**** Material provided ****
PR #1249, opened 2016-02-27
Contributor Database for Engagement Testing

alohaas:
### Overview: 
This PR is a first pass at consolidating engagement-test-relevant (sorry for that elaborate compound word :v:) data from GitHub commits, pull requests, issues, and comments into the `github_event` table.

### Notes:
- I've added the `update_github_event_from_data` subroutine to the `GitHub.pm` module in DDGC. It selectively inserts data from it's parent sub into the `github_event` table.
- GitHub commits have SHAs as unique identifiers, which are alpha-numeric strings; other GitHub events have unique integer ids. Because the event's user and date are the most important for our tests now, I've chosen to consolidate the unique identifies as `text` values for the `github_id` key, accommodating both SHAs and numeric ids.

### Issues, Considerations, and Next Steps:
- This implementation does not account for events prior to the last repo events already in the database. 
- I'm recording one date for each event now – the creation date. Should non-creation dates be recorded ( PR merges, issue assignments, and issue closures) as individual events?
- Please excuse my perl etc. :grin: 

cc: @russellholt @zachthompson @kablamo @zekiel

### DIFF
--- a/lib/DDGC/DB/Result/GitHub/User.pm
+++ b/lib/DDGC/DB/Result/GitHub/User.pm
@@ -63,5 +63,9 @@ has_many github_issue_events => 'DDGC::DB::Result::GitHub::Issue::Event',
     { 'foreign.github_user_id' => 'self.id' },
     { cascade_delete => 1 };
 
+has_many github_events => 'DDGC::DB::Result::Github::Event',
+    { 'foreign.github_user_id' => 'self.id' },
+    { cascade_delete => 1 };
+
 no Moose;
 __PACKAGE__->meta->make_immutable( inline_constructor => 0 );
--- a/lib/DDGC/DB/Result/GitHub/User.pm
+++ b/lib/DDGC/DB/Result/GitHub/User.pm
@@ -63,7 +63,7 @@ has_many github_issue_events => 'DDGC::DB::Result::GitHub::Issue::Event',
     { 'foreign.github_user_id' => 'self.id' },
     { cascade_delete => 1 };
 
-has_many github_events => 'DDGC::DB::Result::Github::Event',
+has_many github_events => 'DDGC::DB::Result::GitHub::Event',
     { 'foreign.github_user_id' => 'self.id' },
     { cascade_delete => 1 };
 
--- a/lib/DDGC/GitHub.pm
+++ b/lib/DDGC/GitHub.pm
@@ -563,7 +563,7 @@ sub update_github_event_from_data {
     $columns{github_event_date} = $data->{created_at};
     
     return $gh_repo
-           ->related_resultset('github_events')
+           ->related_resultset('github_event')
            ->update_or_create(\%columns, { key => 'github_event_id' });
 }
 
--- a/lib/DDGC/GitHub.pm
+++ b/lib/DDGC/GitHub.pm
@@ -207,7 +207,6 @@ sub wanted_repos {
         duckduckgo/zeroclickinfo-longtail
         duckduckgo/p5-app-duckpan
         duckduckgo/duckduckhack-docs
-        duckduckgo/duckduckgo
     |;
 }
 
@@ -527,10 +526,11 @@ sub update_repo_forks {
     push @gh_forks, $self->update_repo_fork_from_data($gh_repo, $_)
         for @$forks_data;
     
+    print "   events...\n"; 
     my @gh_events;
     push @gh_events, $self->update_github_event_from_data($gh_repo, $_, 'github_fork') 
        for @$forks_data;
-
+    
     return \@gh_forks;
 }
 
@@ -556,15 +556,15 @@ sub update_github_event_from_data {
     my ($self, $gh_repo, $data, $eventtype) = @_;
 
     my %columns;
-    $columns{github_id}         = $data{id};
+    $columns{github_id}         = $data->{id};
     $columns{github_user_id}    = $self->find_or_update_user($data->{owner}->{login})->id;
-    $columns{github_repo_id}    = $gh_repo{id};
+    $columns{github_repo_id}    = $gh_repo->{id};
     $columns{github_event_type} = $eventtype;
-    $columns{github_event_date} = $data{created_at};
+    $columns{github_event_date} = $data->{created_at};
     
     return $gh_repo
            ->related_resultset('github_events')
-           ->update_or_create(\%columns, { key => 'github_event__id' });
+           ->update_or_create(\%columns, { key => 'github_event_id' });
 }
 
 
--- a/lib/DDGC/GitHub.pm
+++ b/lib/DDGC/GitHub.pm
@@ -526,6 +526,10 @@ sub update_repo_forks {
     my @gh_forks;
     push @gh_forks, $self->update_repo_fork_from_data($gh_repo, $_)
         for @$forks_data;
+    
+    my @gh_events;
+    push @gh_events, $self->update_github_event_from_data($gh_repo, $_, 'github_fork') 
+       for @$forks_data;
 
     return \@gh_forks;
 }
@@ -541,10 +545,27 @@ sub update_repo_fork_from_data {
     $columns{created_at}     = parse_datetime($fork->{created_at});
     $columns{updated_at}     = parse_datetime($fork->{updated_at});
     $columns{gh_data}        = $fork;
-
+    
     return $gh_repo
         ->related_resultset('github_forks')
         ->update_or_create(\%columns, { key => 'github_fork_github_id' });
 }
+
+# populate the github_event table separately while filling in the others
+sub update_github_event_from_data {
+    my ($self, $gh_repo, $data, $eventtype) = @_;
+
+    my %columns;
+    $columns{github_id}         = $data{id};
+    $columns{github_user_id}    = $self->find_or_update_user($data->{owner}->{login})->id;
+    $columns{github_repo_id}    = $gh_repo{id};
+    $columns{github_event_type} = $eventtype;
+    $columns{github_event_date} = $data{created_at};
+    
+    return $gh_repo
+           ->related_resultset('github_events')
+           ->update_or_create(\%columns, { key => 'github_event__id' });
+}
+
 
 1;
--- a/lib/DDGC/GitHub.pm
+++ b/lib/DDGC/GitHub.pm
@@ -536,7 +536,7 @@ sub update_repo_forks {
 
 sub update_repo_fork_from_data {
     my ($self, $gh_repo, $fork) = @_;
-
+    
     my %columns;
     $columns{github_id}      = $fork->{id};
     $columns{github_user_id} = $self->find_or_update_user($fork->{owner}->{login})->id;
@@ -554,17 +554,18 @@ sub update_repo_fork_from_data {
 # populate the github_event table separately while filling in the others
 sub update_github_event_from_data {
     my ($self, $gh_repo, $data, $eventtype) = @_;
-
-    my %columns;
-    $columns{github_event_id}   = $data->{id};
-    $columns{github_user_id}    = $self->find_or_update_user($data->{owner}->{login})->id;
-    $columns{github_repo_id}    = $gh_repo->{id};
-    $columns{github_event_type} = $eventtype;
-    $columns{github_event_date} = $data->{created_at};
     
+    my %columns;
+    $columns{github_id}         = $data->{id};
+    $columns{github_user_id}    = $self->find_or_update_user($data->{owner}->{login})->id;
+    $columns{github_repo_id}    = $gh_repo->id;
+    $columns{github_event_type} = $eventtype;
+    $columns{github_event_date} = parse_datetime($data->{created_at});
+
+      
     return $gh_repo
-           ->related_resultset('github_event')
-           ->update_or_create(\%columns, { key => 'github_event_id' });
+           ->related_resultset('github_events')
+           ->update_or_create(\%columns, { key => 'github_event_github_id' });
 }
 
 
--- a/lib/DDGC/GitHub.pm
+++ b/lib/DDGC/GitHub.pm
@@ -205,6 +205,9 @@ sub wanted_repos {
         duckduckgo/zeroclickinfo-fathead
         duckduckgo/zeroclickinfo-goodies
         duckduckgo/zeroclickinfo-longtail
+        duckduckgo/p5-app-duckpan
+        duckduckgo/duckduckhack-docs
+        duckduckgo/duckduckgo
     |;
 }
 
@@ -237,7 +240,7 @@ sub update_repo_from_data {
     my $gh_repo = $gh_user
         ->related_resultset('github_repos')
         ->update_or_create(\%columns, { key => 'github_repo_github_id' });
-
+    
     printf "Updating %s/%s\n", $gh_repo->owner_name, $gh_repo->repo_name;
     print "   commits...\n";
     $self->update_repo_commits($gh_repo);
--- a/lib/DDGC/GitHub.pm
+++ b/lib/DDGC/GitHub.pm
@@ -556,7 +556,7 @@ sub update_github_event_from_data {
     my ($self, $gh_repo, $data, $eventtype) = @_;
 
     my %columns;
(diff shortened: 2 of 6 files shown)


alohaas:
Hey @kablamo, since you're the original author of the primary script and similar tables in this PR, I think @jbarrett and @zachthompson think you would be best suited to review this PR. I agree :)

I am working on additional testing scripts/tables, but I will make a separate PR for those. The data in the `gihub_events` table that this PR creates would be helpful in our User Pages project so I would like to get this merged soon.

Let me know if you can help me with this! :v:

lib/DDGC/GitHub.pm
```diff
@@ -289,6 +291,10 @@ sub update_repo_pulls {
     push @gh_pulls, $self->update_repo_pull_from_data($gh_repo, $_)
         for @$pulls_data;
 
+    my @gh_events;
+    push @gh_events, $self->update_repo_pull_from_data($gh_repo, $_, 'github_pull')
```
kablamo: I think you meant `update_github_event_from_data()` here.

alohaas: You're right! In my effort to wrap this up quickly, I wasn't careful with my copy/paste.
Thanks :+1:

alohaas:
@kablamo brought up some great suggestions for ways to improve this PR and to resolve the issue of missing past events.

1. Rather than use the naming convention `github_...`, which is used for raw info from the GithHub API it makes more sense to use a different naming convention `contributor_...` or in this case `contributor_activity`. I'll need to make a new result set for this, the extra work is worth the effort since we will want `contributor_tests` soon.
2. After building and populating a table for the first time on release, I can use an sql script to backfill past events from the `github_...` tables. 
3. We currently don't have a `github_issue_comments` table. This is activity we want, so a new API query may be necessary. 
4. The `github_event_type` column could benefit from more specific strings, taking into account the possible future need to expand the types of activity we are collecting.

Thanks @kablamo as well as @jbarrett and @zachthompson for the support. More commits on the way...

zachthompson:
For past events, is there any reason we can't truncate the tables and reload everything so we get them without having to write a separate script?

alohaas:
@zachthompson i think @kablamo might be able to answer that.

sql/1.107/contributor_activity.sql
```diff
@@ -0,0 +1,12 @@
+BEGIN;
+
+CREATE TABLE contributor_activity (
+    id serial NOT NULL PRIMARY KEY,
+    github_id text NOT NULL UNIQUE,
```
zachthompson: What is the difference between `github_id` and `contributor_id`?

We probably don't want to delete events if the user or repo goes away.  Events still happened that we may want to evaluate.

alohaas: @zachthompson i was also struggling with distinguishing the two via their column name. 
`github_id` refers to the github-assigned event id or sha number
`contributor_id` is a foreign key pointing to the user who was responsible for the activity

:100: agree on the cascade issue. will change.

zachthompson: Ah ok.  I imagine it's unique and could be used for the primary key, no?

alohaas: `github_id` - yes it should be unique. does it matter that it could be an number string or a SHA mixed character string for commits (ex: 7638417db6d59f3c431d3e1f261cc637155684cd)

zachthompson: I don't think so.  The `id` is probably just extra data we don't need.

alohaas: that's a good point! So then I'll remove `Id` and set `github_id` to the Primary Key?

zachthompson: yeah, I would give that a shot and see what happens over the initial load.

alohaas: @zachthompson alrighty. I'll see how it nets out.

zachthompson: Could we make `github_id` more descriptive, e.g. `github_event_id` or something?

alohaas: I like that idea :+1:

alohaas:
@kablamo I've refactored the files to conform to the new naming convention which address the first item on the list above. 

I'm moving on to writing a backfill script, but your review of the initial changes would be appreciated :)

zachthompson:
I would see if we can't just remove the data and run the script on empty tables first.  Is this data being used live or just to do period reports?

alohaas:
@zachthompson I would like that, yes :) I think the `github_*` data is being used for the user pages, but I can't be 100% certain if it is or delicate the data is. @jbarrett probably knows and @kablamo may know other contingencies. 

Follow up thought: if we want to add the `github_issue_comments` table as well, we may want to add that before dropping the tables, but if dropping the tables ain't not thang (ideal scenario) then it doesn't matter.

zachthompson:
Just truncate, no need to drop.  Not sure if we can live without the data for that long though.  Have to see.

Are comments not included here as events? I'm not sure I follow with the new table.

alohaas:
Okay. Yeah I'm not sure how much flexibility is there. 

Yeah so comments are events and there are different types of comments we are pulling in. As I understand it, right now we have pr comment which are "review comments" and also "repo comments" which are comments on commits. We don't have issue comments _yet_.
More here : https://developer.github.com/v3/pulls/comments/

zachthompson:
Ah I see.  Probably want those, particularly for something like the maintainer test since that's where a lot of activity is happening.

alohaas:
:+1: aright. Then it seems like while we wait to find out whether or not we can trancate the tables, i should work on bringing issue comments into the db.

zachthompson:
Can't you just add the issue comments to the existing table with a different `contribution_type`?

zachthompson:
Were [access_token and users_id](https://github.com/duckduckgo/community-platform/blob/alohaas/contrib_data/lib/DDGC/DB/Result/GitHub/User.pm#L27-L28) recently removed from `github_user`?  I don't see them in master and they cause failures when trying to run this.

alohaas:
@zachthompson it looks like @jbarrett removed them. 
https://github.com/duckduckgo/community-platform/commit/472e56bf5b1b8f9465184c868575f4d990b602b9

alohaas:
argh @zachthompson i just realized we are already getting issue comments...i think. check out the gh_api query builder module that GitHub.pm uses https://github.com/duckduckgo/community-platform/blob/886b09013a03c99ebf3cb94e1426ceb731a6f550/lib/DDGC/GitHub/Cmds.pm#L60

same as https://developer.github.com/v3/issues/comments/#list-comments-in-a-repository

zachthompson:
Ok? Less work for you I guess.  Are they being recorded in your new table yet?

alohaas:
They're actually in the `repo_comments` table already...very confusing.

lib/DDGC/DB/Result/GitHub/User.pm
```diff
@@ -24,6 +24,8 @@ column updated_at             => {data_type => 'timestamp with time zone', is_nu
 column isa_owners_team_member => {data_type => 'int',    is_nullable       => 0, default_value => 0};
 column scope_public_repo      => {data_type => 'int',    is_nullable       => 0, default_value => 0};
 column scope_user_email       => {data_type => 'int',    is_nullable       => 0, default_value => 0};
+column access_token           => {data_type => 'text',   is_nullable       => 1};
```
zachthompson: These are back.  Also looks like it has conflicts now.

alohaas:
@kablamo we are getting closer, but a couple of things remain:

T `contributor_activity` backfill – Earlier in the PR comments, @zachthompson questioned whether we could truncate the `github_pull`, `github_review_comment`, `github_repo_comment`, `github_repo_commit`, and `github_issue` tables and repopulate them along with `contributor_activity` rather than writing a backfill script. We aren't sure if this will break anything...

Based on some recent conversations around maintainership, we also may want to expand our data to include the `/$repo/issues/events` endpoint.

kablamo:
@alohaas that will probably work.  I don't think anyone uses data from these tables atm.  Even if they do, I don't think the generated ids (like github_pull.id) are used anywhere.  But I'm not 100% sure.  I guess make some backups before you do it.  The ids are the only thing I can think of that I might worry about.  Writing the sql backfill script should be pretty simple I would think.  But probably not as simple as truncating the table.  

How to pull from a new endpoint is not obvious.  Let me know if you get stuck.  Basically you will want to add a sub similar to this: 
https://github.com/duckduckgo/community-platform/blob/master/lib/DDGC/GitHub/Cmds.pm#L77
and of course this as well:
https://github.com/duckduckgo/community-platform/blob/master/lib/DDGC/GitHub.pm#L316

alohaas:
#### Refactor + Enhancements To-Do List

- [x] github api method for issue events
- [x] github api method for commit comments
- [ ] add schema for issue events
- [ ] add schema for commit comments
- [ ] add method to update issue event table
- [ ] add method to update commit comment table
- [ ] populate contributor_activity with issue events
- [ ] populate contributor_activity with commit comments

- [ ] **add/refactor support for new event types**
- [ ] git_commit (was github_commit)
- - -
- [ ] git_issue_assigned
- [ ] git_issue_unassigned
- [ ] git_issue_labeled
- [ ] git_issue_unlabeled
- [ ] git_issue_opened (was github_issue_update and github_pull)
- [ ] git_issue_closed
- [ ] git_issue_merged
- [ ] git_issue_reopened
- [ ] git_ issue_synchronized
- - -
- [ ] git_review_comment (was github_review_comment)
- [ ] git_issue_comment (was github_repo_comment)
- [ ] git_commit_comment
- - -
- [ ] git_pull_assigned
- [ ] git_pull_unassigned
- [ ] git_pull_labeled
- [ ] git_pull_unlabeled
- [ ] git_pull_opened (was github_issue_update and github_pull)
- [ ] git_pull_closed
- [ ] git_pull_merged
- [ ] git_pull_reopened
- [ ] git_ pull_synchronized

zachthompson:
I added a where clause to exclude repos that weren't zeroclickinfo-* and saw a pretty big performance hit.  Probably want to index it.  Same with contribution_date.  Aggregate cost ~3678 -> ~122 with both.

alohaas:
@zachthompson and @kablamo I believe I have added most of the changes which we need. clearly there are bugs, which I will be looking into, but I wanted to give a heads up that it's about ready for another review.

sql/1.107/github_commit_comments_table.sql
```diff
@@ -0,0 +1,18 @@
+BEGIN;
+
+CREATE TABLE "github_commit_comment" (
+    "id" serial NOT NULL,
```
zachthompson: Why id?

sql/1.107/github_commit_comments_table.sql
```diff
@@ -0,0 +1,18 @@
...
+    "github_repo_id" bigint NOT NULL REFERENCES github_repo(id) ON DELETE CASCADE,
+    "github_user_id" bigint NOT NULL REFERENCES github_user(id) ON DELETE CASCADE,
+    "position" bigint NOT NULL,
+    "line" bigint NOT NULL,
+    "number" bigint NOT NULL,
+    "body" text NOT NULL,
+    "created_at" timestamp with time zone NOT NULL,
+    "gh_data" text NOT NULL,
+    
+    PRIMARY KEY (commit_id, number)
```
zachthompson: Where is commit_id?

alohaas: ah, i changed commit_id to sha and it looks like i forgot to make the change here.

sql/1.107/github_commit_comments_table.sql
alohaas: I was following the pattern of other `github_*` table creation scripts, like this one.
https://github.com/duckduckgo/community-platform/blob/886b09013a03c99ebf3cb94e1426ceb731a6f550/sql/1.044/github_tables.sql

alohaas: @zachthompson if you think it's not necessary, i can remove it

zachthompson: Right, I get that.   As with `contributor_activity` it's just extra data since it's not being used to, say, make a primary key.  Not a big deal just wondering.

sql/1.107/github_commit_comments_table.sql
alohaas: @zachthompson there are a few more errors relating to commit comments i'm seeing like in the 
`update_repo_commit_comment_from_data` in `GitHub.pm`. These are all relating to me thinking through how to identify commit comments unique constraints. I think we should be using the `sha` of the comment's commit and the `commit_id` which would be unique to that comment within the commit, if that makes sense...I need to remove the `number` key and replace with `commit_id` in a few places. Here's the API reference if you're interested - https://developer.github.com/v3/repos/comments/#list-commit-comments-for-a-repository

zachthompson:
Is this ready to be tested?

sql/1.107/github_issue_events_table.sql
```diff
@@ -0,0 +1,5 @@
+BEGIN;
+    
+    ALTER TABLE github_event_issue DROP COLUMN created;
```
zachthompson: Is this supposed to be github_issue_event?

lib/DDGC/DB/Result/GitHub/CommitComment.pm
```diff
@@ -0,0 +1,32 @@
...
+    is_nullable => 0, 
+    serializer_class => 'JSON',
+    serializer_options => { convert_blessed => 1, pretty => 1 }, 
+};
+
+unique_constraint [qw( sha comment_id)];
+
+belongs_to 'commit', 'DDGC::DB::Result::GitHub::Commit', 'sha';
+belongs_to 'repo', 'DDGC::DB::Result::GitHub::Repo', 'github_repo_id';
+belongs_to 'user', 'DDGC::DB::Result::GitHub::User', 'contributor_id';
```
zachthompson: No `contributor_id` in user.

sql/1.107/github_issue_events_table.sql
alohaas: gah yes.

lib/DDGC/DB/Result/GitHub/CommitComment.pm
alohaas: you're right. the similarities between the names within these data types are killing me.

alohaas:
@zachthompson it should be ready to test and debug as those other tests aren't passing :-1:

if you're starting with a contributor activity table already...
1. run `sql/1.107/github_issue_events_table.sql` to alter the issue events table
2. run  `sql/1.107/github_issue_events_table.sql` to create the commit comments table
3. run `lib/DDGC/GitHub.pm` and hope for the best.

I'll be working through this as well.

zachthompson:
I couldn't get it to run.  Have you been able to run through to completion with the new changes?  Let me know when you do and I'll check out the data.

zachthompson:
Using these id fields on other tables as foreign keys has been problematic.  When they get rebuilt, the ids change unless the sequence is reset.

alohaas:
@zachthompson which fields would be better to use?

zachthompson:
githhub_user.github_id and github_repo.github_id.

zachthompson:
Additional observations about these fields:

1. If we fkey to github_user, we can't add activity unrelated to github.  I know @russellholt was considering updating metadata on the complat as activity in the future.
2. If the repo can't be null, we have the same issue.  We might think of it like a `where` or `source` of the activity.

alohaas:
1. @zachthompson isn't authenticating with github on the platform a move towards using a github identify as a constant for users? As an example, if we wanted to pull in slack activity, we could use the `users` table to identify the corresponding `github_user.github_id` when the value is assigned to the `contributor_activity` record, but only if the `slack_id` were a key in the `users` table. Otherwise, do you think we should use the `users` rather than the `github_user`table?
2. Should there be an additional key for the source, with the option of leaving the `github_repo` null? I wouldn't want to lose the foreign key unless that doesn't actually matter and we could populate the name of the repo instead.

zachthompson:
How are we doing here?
****
**** Material provided ****
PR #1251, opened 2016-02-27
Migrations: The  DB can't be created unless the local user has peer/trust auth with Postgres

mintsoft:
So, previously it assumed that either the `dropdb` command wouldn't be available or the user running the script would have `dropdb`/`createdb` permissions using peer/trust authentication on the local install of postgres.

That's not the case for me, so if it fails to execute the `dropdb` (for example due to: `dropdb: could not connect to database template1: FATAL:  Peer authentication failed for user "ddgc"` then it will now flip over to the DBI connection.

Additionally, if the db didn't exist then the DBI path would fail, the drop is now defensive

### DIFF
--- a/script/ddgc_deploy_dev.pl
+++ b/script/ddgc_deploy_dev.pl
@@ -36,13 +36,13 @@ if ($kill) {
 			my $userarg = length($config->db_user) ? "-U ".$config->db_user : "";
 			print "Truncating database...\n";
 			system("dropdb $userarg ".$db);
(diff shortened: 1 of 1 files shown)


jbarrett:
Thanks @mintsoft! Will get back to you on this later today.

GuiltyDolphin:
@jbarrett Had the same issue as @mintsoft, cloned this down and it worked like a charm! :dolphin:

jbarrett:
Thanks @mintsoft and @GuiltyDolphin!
****
**** Material provided ****
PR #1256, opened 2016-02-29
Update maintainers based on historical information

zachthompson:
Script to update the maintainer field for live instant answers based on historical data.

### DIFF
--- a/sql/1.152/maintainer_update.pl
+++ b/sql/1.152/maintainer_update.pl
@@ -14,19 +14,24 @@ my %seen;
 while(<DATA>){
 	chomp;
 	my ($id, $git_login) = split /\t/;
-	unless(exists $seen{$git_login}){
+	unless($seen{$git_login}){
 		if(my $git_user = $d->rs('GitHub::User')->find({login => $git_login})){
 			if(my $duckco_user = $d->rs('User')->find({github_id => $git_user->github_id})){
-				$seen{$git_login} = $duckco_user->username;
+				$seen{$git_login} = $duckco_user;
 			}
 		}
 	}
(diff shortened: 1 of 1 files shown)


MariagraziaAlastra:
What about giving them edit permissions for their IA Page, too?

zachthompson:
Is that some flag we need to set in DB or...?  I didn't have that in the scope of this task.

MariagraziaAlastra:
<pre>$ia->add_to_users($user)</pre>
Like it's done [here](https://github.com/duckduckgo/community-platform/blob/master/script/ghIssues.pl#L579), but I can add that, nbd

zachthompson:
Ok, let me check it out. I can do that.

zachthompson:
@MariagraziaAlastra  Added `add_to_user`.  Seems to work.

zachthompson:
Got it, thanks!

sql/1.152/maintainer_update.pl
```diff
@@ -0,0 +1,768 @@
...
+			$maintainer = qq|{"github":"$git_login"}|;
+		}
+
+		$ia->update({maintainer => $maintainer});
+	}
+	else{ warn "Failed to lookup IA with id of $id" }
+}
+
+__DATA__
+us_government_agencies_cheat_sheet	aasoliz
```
****
**Assignment:** Reply with one number only, the count of lines above that hold the string "filling".

**Answer to the problem:** 2